Set of methods in computational chemistry

In computational chemistry, post–Hartree–Fock (post-HF) methods are the set of methods developed to improve on the Hartree–Fock (HF), or self-consistent field (SCF), method. They add electron correlation which is a more accurate way of including the repulsions between electrons than in the Hartree–Fock method where repulsions are only averaged.

== Details ==
In general, the SCF procedure makes several assumptions about the nature of the multi-body Schrödinger equation and its set of solutions:

- For molecules, the Born–Oppenheimer approximation is inherently assumed. The true wavefunction should also be a function of the coordinates of each of the nuclei.
- Typically, relativistic effects are completely neglected. The momentum operator is assumed to be completely nonrelativistic.
- The basis set is composed of a finite number of orthogonal functions. The general wavefunction is a linear combination of functions from a complete (infinite) basis set.
- The energy eigenfunctions are assumed to be products of one-electron wavefunctions. The effects of electron correlation, beyond that of exchange energy resulting from the anti-symmetrization of the wavefunction, are completely neglected.

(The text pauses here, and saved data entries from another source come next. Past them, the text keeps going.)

PR #195, opened 2019-10-13
Dns_cache: use mutable LRU instead of functional one

hannesm:
as suggested in https://github.com/mirage/mirage-nat/pull/28#issuecomment-482619504
also, reduced complexity (O(log n) -> O(1)) https://pqwy.github.io/lru/doc/lru/Lru/index.html

### DIFF
--- a/cache/dns_cache.ml
+++ b/cache/dns_cache.ml
@@ -91,10 +91,11 @@ end
 
 module Key = struct
   type t = [ `raw ] Domain_name.t
-  let compare = Domain_name.compare
+  let equal a b = Domain_name.equal a b
+  let hash r v = Hashtbl.seeded_hash r v
 end
 
-module LRU = Lru.F.Make(Key)(Entry)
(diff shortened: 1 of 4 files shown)


hannesm:
`get` does a promotion in the LRU (so that the least-recently-used is updated)

hannesm:
@cfcs to be more precise: the caller of `get` used to assign the returned cache https://github.com/mirage/ocaml-dns/pull/195/files#diff-56b338e49668122fb96f9dd700470759L185-L187 (and `get` itself does the promotion, which modifies the lru (https://github.com/mirage/ocaml-dns/pull/195/files#diff-d37c1f89ba842221e3ea46e11f61d936R194), (see https://pqwy.github.io/lru/doc/lru/Lru/F/module-type-S/index.html#val-promote))

cfcs:
Cool, that makes sense.
So this commit changes the tests slightly (`get` on line 77 potentially influenced by `get` on line 75 etc?), but that seems fine.
LGTM :)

For the great majority of systems under study, in particular for excited states and processes such as molecular dissociation reactions, the fourth item is by far the most important. As a result, the term post–Hartree–Fock method is typically used for methods of approximating the electron correlation of a system.

Usually, post–Hartree–Fock methods give more accurate results than Hartree–Fock calculations, though at greater computational cost.

== Post–Hartree–Fock methods ==
- Configuration interaction (CI)
- Coupled cluster (CC)
- Møller–Plesset perturbation theory (MP2, MP3, MP4, etc.)
- Quadratic configuration interaction (QCI)
- Algebraic Diagrammatic Construction (ADC)
- Quantum chemistry composite methods (G2, G3, CBS, T1. etc.)

== Related methods==
Methods that use more than one determinant are not strictly post–Hartree–Fock methods, as they use a single determinant as reference, but they often use similar perturbation, or configuration interaction methods to improve the description of electron correlation. These methods include:

- Multi-configurational self-consistent field (MCSCF)
- Multireference single and double configuration interaction (MRCISD)
- N-electron valence state perturbation theory (NEVPT).